Postby snaps » Mon Aug 15, 2016 11:54 pm

Image

Just having a little fun retrospective here as it is 10 years since 'Naissance des Pieuvres' was actually filmed. The weather here (in U.K. and France) was an unseasonal heatwave. I think the fortuitous actual peak weather conditions contributed very much to the sense of 'heat' / 'passion', humidity and dizzy breathy airlessness conveyed in the film. So good to see so much recognition and clips on YouTube now of this incredible 'debut' film by Celine Sciamma who like Moodysson with his 'debut' of 'Show Me Love' must sometimes weep to know that this debut is the likely high-point of their respective careers. No matter. Much good comes after, but bask in the glory.
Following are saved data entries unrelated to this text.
PR #986, opened 2022-11-17
Try getting sudo access before running tests

jefferbrecht:
## Description
sles-12 failed in the nightlies for the sudo issue, for which we had previously added a retry policy (5 times with 5 seconds in between). This change moves the retry to a more general area before tests are run, and tries a general sudo command instead: if it succeeds then later testing code should not have issues running sudo commands anymore. The retry count is also greatly increased, from 5 to 60.

## Related issue
b/259122953

## How has this been tested?
Tested sles-12-sp2-sap locally, though this is a flake to begin with so we'll have to assume it's working until it fails again.

## Checklist:
- Unit tests
- Integration tests
- Documentation
- Minor version bump


integration_test/gce/gce_testing.go
```diff
@@ -1497,10 +1492,19 @@ func waitForStartLinux(ctx context.Context, logger *log.Logger, vm *VM) error {
...
-	// TODO(b/259122953): SUSE needs additional startup time. Remove once we have more
-	// sensible/deterministic workarounds for each of the individual problems.
 	if IsSUSE(vm.Platform) {
+		// TODO(b/259122953): SUSE needs additional startup time. Remove once we have more
+		// sensible/deterministic workarounds for each of the individual problems.
 		time.Sleep(slesStartupDelay)
+		// TODO(b/259122953): wait until sudo is ready
+		backoffPolicy := backoff.WithContext(backoff.WithMaxRetries(backoff.NewConstantBackOff(slesStartupSudoDelay), slesStartupSudoMaxAttempts), ctx)
+		err := backoff.Retry(func() error {
+			_, err := RunRemotely(ctx, logger, vm, "", "sudo ls /root")
```
franciscovalentecastro, line 1502: Is there a specific reason to choose `sudo ls /root` as the sudo command ? I like it and I think it's simple enough. My only concern is that something weird would happen like e.g. The `/root` folder takes a while to be created even after `is-system-running` is a success.

jefferbrecht: I wanted a built-in non-destructive command that's guaranteed to only be runnable with `sudo`, and `sudo ls /root` was just the first thing that came to mind. I think `/root` gets created pretty early during initialization, but even if there's a delay after `is-system-running` passes I think that's actually a good thing -- the goal is to block on as much startup initialization as possible.

I suppose I could change it to `sudo stat /etc/sudoers.d/google_sudoers`, which would more directly accomplish the goal of "make sure sudo works", but I'm not sure it matters much either way.

franciscovalentecastro: Ok! Understood, I'm fine with either of the commands you mentioned (`sudo ls /root` or `sudo stat /etc/sudoers.d/google_sudoers`). LGTM!

franciscovalentecastro (approved):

As with 'SML' I don't have a favorite scene - there are so many. Most popular seems to be the 'disco scene' and the 'end scene' - both backed by excellent soundtrack music (from different sources) I derive just as much joy from less prominent scenes. The choice of Cergy-Pontoise (Sciammas birthplace) as the backdrop is poignant. The concrete and glass 'new-town' with its prissy rusting swimming pool: the pointless phallic columns of the Aix, social housing of hen coops, a post-war planners wet dream which failed to take into account the emotional aspirations of the generation of older Parisians who didn't move there - but grew up there.